[Opening THE DATA section]
PR #481, opened 2022-06-01
fix buffer handling

HeavyHorst:
The code assumed that all read operations (io.Reader) are filling the given buffer completely until EOF is reached.
This is not the case with all io.Readers.

I added a helper function fillBuffer that reads from the reader until the buffer is full or EOF is reached.
Unlike io.ReadFull this function doesn't return ErrUnexpectedEOF if an EOF happens before the buffer is filled.
It behaves as a normal io.Read call but reads until the buffer is full.

### DIFF
--- a/pkg/pdfcpu/read.go
+++ b/pkg/pdfcpu/read.go
@@ -94,6 +94,25 @@ func Read(rs io.ReadSeeker, conf *Configuration) (*Context, error) {
 	return ctx, nil
 }
 
+// fillBuffer reads from the reader until buf is full or an error happens.
+// The error is EOF only if no bytes were read.
+// Unlike io.ReadFull this function doesn't return ErrUnexpectedEOF if an EOF happens before the buffer is filled.
+func fillBuffer(r io.Reader, buf []byte) (int, error) {
+	var n int
+	var err error
+	for n < len(buf) && err == nil {
+		var nn int
+		nn, err = r.Read(buf[n:])
+		n += nn
+	}
+
+	if n > 0 && err == io.EOF {
+		return n, nil
+	}
+
+	return n, err
+}
+
 // ScanLines is a split function for a Scanner that returns each line of
 // text, stripped of any trailing end-of-line marker. The returned line may
 // be empty. The end-of-line marker is one carriage return followed
@@ -213,7 +232,7 @@ func offsetLastXRefSection(ctx *Context, skip int64) (*int64, error) {
 
 		curBuf := make([]byte, bufSize)
 
-		_, err = rs.Read(curBuf)
+		_, err = fillBuffer(rs, curBuf)
 		if err != nil {
 			return nil, err
 		}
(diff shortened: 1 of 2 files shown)


HeavyHorst:
Hallo auch!

I've added a test to demonstrate the issue.
Without this PR I get this error:
//read_test.go:52: couldn't create pdf context:  Read: xRefTable failed: pdfcpu: can't find last xref section

hhrutter:
What I need to see is the usecase / PDF that demonstrates and reproduces the issue you'd like to address with this.

HeavyHorst:
My usecase: i have an http.Filesystem that serves Files directly from ZIP Files. I Split the Files into Pages/chunks of 4MB each to Support seeking (for example in Videos). Without chunkig you have to reread everything from the beginning of the io.reader.

When the Buffer ist bigger then the current Page i read till the end of the page and Return the Bytes read. This is conform to the io.Reader Interface and should Work.

I'll try to construct a better example.

HeavyHorst:
From the Io.Reader documentation: 

Read reads up to len(p) bytes into p. It returns the number of bytes read (0 <= n <= len(p)) and any error encountered. Even if Read returns n < len(p), it may use all of p as scratch space during the call. If some data is available but not len(p) bytes, Read conventionally returns what is available instead of waiting for more.

So some totally fine Reader Implementations arent working at the moment. This PR fixes this.

hhrutter:
This may be a dumb question but where is the PDF usecase here?

HeavyHorst:
I have an http handler that returns the page Labels for a given PDF. The handler has Access to the http Filesystem. I wasnt able to give the http.file to pdfcpu directly because of this issue. Reading the whole File into a Byte Buffer worked but i searched for the underlying issue and thought i fix it.

hhrutter:
I need to know more about this..
Can we continue on the #pdfcpu Slack channel?

hhrutter:
I think I understand your usecase.

In my opinion the filling of the read buffer is the responsibility of the reader.

If you fill up the chunked read buffer in your reader (or one of your stacked readers)
like so then we don't have to change anything in read.go:

```
type smallbufferreader struct {
	rs io.ReadSeeker
}

func (sm *smallbufferreader) ReadChunk(p []byte, size int) (int, error) {
	b := make([]byte, size)
	n, err := sm.rs.Read(b)
	copy(p, b)
	return n, err
}

// Read reads up to chunkSize bytes into p. It returns the number of bytes read (0 <= n <= chunkSize) and any error encountered.
func (sm *smallbufferreader) Read(p []byte) (int, error) {
	chunkSize := 10
	var n int
	var err error

	for n < len(p) && err == nil {
		var nn int
		want := chunkSize
		if len(p)-n < chunkSize {
			want = len(p) - n
		}
		nn, err = sm.ReadChunk(p[n:], want)
		n += nn
	}

	return n, err
}

func (sm *smallbufferreader) Seek(offset int64, whence int) (int64, error) {
	return sm.rs.Seek(offset, whence)
}
```

PR #484, opened 2022-06-02
Fix JS build

scoiatael:
Hey,

looks like WASM version stopped building some time ago.

```
$ env GOOS=js GOARCH=wasm go build
# github.com/pdfcpu/pdfcpu/pkg/pdfcpu
../../pkg/pdfcpu/parseConfig_js.go:219:28: too many arguments in call to handleHeaderBufSize
        have (string, string, *Configuration)
        want (string, *Configuration)
```

This fixes the problem. Maybe WASM build should be added to GH actions since it has some build-specific files?

### DIFF
--- a/.github/workflows/build.yml
+++ b/.github/workflows/build.yml
@@ -32,4 +32,4 @@ jobs:
         uses: actions/checkout@v2
 
       - name: Go build
-        run: env CGO=0 GOOS=${{ matrix.target.goos }} GOARCH=${{ matrix.target.goarch }} go build ./cmd/pdfcpu
+        run: env CGO_ENABLED=0 GOOS=${{ matrix.target.goos }} GOARCH=${{ matrix.target.goarch }} go build ./cmd/pdfcpu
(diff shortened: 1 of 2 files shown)


hhrutter:
Thanks for discovering this.
A separate Github action does make sense.

hhrutter:
If you can add it that would be nice.
There is already an OS matrix in test.yml and this does not fit in.
I guess we need another workflow then triggered by push, pull_request.

scoiatael:
Done - new workflow should cross-compile from Linux to a couple of standard targets. Looks like it needs approval before it can run, so kinda hard to verify if it works by myself.

hhrutter:
Thanks, this will go live together with the upcoming release.

hhrutter:
Fixed as of v0.4.0

scoiatael:
> Fixed as of v0.4.0

Looks like it was closed, but not merged? I see that the original issue seems to be fixed in 0.4.0, but the Github workflow is not there.

hhrutter:
Your contribution was integrated into the main workflow.
Had a lot of headache going on with refactoring..
Hope that's ok with you.
🙏 Thank you!

PR #518, opened 2022-09-28
Update Dockerfile

mbrevda:
It seems the go package now included a pre-built binary? (Or perhaps that's part of the install process? I don't know how go works...). Regardless, the dockerfile needs to be updated.

As an aside, it might be beneficial to publish a docker image. Aside from the convenience of using the container, it can also be a useful way for systems like [Renovate Bot](https://github.com/renovatebot/renovate) to track releases and keeps deps up to date.

### DIFF
--- a/Dockerfile
+++ b/Dockerfile
@@ -4,9 +4,7 @@
 FROM golang:latest as builder
 
 # install
-RUN go get github.com/pdfcpu/pdfcpu/cmd/...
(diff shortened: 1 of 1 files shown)


mbrevda:
Might need to add `gcompat` for this to work on Alpine (`apk add gcompat`)

hhrutter:
The Alpine based image is not officially supported by the Go project.
Thank you for yor contribution 💚

PR #546, opened 2023-01-04
Ignore null characters

tmdh:
I have a valid pdf file where pdfcpu fails validation because it doesn't handle null characters. Added fix.

### DIFF
--- a/pkg/pdfcpu/string.go
+++ b/pkg/pdfcpu/string.go
@@ -157,8 +157,8 @@ func Unescape(s string, enc bool) ([]byte, error) {
 			continue
 		}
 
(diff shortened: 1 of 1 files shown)


hhrutter:
Hello,

There was already work done about the 0x00 char issue.
Have you been using the latest commit?
Can you share a PDF going along for testing?

Thank you!

tmdh:
Yes, I was using the latest commit. Here is a sample pdf:
[nulltest.pdf](https://github.com/pdfcpu/pdfcpu/files/10492704/nulltest.pdf)

hhrutter:
This should be resolved as of v0.4.0

Issue #548, opened 2015-09-12
LuaSkin protectedCallAndTraceback


asmagill:
I've noticed that whenever I use this, the stack pointer increases by the number of returned objects expected + 1... looking at the docs suggests that lua_pcall pops the function and the arguments, but does not pop the message handler -- I've not confirmed this in the lua source yet, but that's the way it reads to me.

Using lua_pcall in the same place with a msgh of 0 doesn't have this problem, supporting the theory.

We should either document this or remove it before returning... I'm leaning towards the removal myself.

cmsj:
+1 removal, I think it's super important that wherever possible, the LuaSkin functions don't leave unexpected things on the Lua stack - we can't necessarily predict what they will end up being used for, so they should do their utmost to be tidy!

Thanks for spotting this, I hadn't realised that the message handler doesn't get popped.

asmagill:
Agreed.  In looking at the examples of using lua_pcall in my books and other references, i notice that they always push it once but reference it's specific positive index number multiple times, so I suppose in retrospect, it should have been obvious to me that it wasn't getting popped, but I do wish the documentation were more clear on it.  At any rate, it's addressed now.

PR #549, opened 2015-09-12
Luaskin enhancements

asmagill:
##### Conversion from NSObjects into Lua objects
* `- (int)pushNSObject:(id)obj ;`
  converts an NSObject into the closest lua equivalent. Built-in convertors exist for:

  From               | To
  ------------------ | ---------
  NSString           | string
  NSData             | string
  NSNumber           | number or integer
  NSDictionary       | table
  NSArray            | array (note NSArray indexes start at 0, lua arrays at 1.  This preserves the array concept, so numerically the indexes shift by 1, but their position and use in loop structures does not.)
  NSSet              | array
  NSNull (nil, NULL) | nil
  NSObject           | string -- this is the fallback if no other match is found and converts the object into a string from the objects description method (what NSLog would output for %@)
  Other converters can be registered by modules and they will be checked before the above.

* `(int)pushNSObject:(id)obj preserveBitsInNSNumber:(BOOL)bitsFlag ;`
  Variant which optionally preserves bits rather than closest signed equivalent of numeric value for an NSNumber of type unsigned long long (the above sets bitsFlag to NO)

* `- (void)registerPushNSHelper:(pushNSHelperFunction)helperFN forClass:(char *)className ;`
  Register a special helper for a specific class.  The function should match this signature: `int function(lua_State *L, id obj)`. Registering the same className twice will overwrite the existing helper function -- specify nil as the function to remove the existing helper function.

* `- (int)pushNSRect:(NSRect)theRect ;`

* `- (int)pushNSPoint:(NSPoint)thePoint ;`

* `- (int)pushNSSize:(NSSize)theSize ;`
  NSRect (CGRect), NSPoint (CGPoint), and NSSize (CGSize) are actually structs, but common enough for their own converters.

##### Conversion from lua objects into NSObjects
* `- (id)toNSObjectAtIndex:(int)idx ;`
  Converts the item at the specified stack index from Lua into it's closest equivalent NSObject.  Built in converters exist for:

  From               | To
  ------------------ | ---------
  table  | NSDictionary or NSArray if all indexes are numeric and the number of items in the table == the largest key (index) in the table -- again, this preserves the array concept at the expense of sparse arrays which are challenging in Lua in their own right to iterate.
  number | NSNumber as float or integer
  string | NSString or NSData if the string cannot be fully expressed as valid UTF8
  nil    | NSNull
  other  | userdata, thread, function, etc. get convrted to NSString as their `tostring()` output

* `- (id)toNSObjectAtIndex:(int)idx allowSelfReference:(BOOL)allow ;`
  Variant of the above which optionally allows you to allow self-reference in tables being converted.  The above calls this with allowSelfReference equal to NO.

* `- (id)tableAtIndex:(int)idx toClass:(char *)className ;`
  Converts a table into an instance of the specified NSObject class.  Requires a helper to be registered first -- there are none pre-defined at present.  This has to be handled independant of the above converter because to lua, one table is like another and there is no way to tell if it should be considered as an NSDictionary or as the fields for an NSParagraphStyle (see https://github.com/asmagill/hammerspoon_text as an example of its use, which may one day be submitted for consideration as well)

* `- (void)registerTableHelper:(tableHelperFunction)helperFN forClass:(char *)className ;`
  Register a helper function for the above converter.  The function should match this signature: `id function(lua_State *L, int idx)`.  Registering the same className twice will overwrite the existing helper function -- specify nil as the function to remove the existing helper function.

* `- (NSRect)tableToRectAtIndex:(int)idx ;`

* `- (NSPoint)tableToPointAtIndex:(int)idx ;`

* `- (NSSize)tableToSizeAtIndex:(int)idx ;`
  Like the pushNSRect, Point, and Size methods above, these return the appropriate structures.  Missing fields are set to 0.0.

##### Other helpers

* `- (BOOL)isValidUTF8AtIndex:(int)idx ;`
  Returns YES or NO indicating if the item at the specified index can be converted to a valid UTF8 string.  Like `lua_tostring()` and `lua_tolstring()`, it will convert any number on the stack into a string, so don't use this in a loop being traversed with `lua_next()`

* `- (BOOL)requireModule:(char *)moduleName ;`
  Equivalent to lua's `require("moduleName") ;` -- Attempts to load the specified module, if not already loaded, and push its value (usually a table) onto the top of the stack.  If it fails, it will push a string containing the error instead.  Returns YES on success or NO on error.  This is useful for ensuring a module is loaded or for referencing a function in another module without relying on it existing within the global name space at a specific location.

Note that regular table conversions to and from NSDictionary, NSArray, and NSSet properly handle references to the same sub-tables (i.e. without duplication) and can handle self reference (i.e. a table which has itself as an element).  Self reference has to be requested for lua->NSObject conversion because this is not usually checked for in the Objective-C side of things -- NSLog, NSJSONSerialization, and NSUserDefaults all crash if you pass a self-referencing dictionary into them.    For NSObject->lua conversion, this is not quite as big of a concern because (a) it doesn't happen as often in values returned from the Mac OS APIs, and (b) lua crashes are less catastrophic to the Hammerspoon application.

### DIFF
--- a/LuaSkin/LuaSkin/Skin.h
+++ b/LuaSkin/LuaSkin/Skin.h
@@ -190,6 +190,8 @@ typedef struct tableHelpers {
  */
 - (void)checkArgs:(int)firstArg, ...;
 
+#pragma mark - Conversion from NSObjects into Lua objects
+
 /** Pushes an NSObject to the lua stack
 
  @note This method takes an NSObject and checks its class against registered classes and then against the built in defaults
@@ -244,6 +246,8 @@ typedef struct tableHelpers {
  @returns The number of items on the lua stack - this is always 1 but is returned to simplify its use in Hammerspoon modules.
  */
 - (int)pushNSSize:(NSSize)theSize ;
+
+#pragma mark - Conversion from lua objects into NSObjects
 
 /** Return an NSObject containing the best representation of the lua data structure at the specified index.
 
@@ -310,13 +314,24 @@ typedef struct tableHelpers {
  */
 - (NSSize)tableToSizeAtIndex:(int)idx ;
 
+#pragma mark - Other helpers
+
 /** Determines if the string in the lua stack is valid UTF8 or not.
 
  @note This method is used internally to determine if a string should be treated as an NSString or an NSData object.  It is included as a public method because it has uses outside of this as well.
+ @note This method uses lua_tolstring, which will convert a number on the stack to a string.  As described in the Lua documentation, this will causes problems if you're using lua_next with the same index location.
  @param idx - the index on lua stack which contains the string to check.
- @returns YES if the string can be treated as a valid UTF8 string of characters or NO if it cannot.
+ @returns YES if the string can be treated as a valid UTF8 string of characters or NO if it is not a string or if it contains invalid UTF8 byte sequences.
  */
 - (BOOL)isValidUTF8AtIndex:(int)idx ;
+
+/** Loads a module and places its return value (usually a table of functions) on the stack.
+
+ @note This method performs the equivalent of the lua command `require(...)` and places the return value (usually a table of functions) on the stack, or an error string on the stack if it was unable to load the specified module.
+ @param moduleName - the name of the module to load.
+ @returns YES if the module loaded successfully or NO if it does not.
+ */
+- (BOOL)requireModule:(char *)moduleName ;
 
 @end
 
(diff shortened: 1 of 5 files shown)


asmagill:
Replaces #512.  I've been using this with only minor tweaks for almost two weeks now with no problems, so barring anyone having issues with it, I think it's ready for inclusion. However, I'll wait for review and comments.

asmagill:
addressed #548

cmsj:
@asmagill looks great to me, +1 landing it :)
[Closing THE DATA section]
BRIEF:
Give back every line of the listing where the word "contribution" shows up.

EXERCISE RESPONSE:
Your contribution was integrated into the main workflow.
Thank you for yor contribution 💚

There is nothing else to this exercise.